NUSANTARANEWS.CO – Kepulan asap dari dapur keluarga itu semakin menghitam. Setiap kisi-kisi di dindingnya itu sudah tak tampak lagi—dengan senada kayu nangka—kemerahan. Jika dihitung berapa purnama dapur keluarga itu dijadikan tempat untuk memasak olahan yang terbuat dari tepung ketan, gula aren dan sari pati kelapa atau santan mungkin sudah tiga garis keturunan lamanya. Cukup lama memang.
Dapur keluarga itu adalah tempat untuk memasak atau mengolah sajian-sajian untuk hajatan besar disaat hari-hari “kebesaran” keluarga. Atau, membuat olahan warisan leluhur. Sehingga dibutuhkan banyak orang untuk membuatnya.
Seperti saat itu—dalam pembuatan penganan khas Jakarta, dodol—yang sedang ramai dilakukan di dapur keluarga. Dan di sana pula ada Hayati yang ikut membantu.
Hayati adalah anak dari pasangan Sarkum dan Juleha. Sarkum adalah garis keturunan ketiga dari keluarga besar mendiang Haji Hilal, Kakek dari Ayahnya itu.
Dan, Sarkumlah yang harus melestarikan tradisi Kakeknya itu—agar tidak mati suri. Dodol, sebutannya. Ia harus membuat dodol untuk para pelanggan setianya yang tidak hanya orang-orang kampung saja bahkan ada juga dari perkotaan. Itupun karena dari sumber mulut-ke-mulut. Akhirnya popularlah dodol buatannya itu. Dodol buatan Sarkum.
“Hayati…!” tiba tiba terdengar suara teriakan dari luar dapur keluarga itu.
Tak lain suara itu bersumber pada Sarkum. Karena ia khawatir dengan Hayati, anak gadis satu-satunya itu akan termakan omongan orangtua dulu. Jangan banyak bicara apalagi membuat gaduh disaat membuat dan mengaduk dodol. Akibatnya nanti akan lama menikah. Urung dilamar oleh lelaki pujaan. Bukan itu saja matangnya nanti tidak merata bahkan bisa berjam-jam saat memasaknya. Alhasilnya, jelek nanti. Akan bantet dan mengeras.
Hayati langsung mengalihkan pandangan ke arah Sarkum.
“Ada apa, Beh?” tanya Hayati tidak mengerti jika dipanggil.

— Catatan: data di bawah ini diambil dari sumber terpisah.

PR #707, opened 2016-01-04
Add ICMPv6 support to calicoctl profile rules

### LINKED ISSUE #691: calicoctl can't match on ICMPv6
As described in https://github.com/projectcalico/calico/issues/938, inserting an ICMP rule for v6 addresses doesn't work.  

calicoctl/libcalico uses "icmp" for the protocol but felix is expecting "icmpv6".  This passes validation in Felix and the kernel accepts it even for an IPv6 rule, but it doesn't match the right packets.

We could fix in Felix by mapping "icmp" to different kernel protocols depending on whether we're generating an IPv4 or IPv6 rule.  However, since ICMP and ICMPv6 are quite different, the other parameters on the rule might be wrong too so maybe we should fix in the UI and force people to be explicit?

By other parameters, I mean the type and code, which don't line up.  e.g. ping is 7 in ICMP but it's 128 in ICMPv6.

TrimBiggs:
Fixes #691

### DIFF
--- a/calicoctl/calico_ctl/profile.py
+++ b/calicoctl/calico_ctl/profile.py
@@ -25,6 +25,9 @@ Usage:
       icmp [(type <ICMPTYPE> [(code <ICMPCODE>)])]
            [(from [(tag <SRCTAG>)] [(cidr <SRCCIDR>)])]
            [(to   [(tag <DSTTAG>)] [(cidr <DSTCIDR>)])] |
+      icmpv6 [(type <ICMPTYPE> [(code <ICMPCODE>)])]
+             [(from [(tag <SRCTAG>)] [(cidr <SRCCIDR>)])]
+             [(to   [(tag <DSTTAG>)] [(cidr <DSTCIDR>)])] |
       [(from [(tag <SRCTAG>)] [(cidr <SRCCIDR>)])]
       [(to   [(tag <DSTTAG>)] [(cidr <DSTCIDR>)])]
     )]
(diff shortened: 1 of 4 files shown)


calicoctl/calico_ctl/profile.py
```diff
@@ -203,6 +218,8 @@ def profile(arguments):
                 protocol=protocol,
                 icmp_type=arguments.get("<ICMPTYPE>"),
                 icmp_code=arguments.get("<ICMPCODE>"),
+                icmpv6_type=arguments.get("<ICMPV6TYPE>"),
+                icmpv6_code=arguments.get("<ICMPV6CODE>"),
```
robbrockbank: As mentioned in the libcalico change.  I think this should use icmp_type and icmp_code for both versions

calicoctl/calico_ctl/profile.py
```diff
@@ -35,6 +38,9 @@
       icmp [(type <ICMPTYPE> [(code <ICMPCODE>)])]
            [(from [(tag <SRCTAG>)] [(cidr <SRCCIDR>)])]
            [(to   [(tag <DSTTAG>)] [(cidr <DSTCIDR>)])] |
+      icmpv6 [(type <ICMPTYPE> [(code <ICMPCODE>)])]
+             [(from [(tag <SRCTAG>)] [(cidr <SRCCIDR>)])]
+             [(to   [(tag <DSTTAG>)] [(cidr <DSTCIDR>)])] |
```
robbrockbank: Shouldn't we be validating the CIDRs also?  ICMPv6 using IPv6 CIDRs and sim. for ICMP (v4).

Maybe worth checking that we don't mix IPv4 and IPv6 source and destination CIDRs too.

TrimBiggs: Added in validate function

calicoctl/calico_ctl/profile.py
```diff
@@ -103,8 +110,10 @@ def validate_arguments(arguments):
 
     # Validate IPs
     cidr_ok = True
+    cidr_list = []
     for arg in ["<SRCCIDR>", "<DSTCIDR>"]:
         if arguments.get(arg) is not None:
+            cidr_list.append(arguments[arg])
```
robbrockbank: This doesn't check that the two CIDR versions are self consistent

robbrockbank:
LGTM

” Sudah dibilang elu jangan ke dapur ini! Elu tahu nggak anak perawan seperti elu nggak boleh ikut-ikutan bantu. Kalau pun ikut elu ya harus mematuhi pantangan perkataan orangtua dulu. Kalau mau membatu elu nggak boleh banyak bicara. Mau jodoh elu jauh lagi. Urung dipinang,” ucap lelaki paruh baya menasehati anak gadisnya itu dengan rasa kekhawatiran yang begitu dalam.
Hayati hanya terdiam saja. Tanda ia mengiyakan ucapan Ayahnya itu.
Akhirnya Hayati meninggalkan dapur keluarga. Tempat dimana untuk memasak atau membuat olahan warisan leluhur itu. Padahal ia ingin berlama-lama di sana.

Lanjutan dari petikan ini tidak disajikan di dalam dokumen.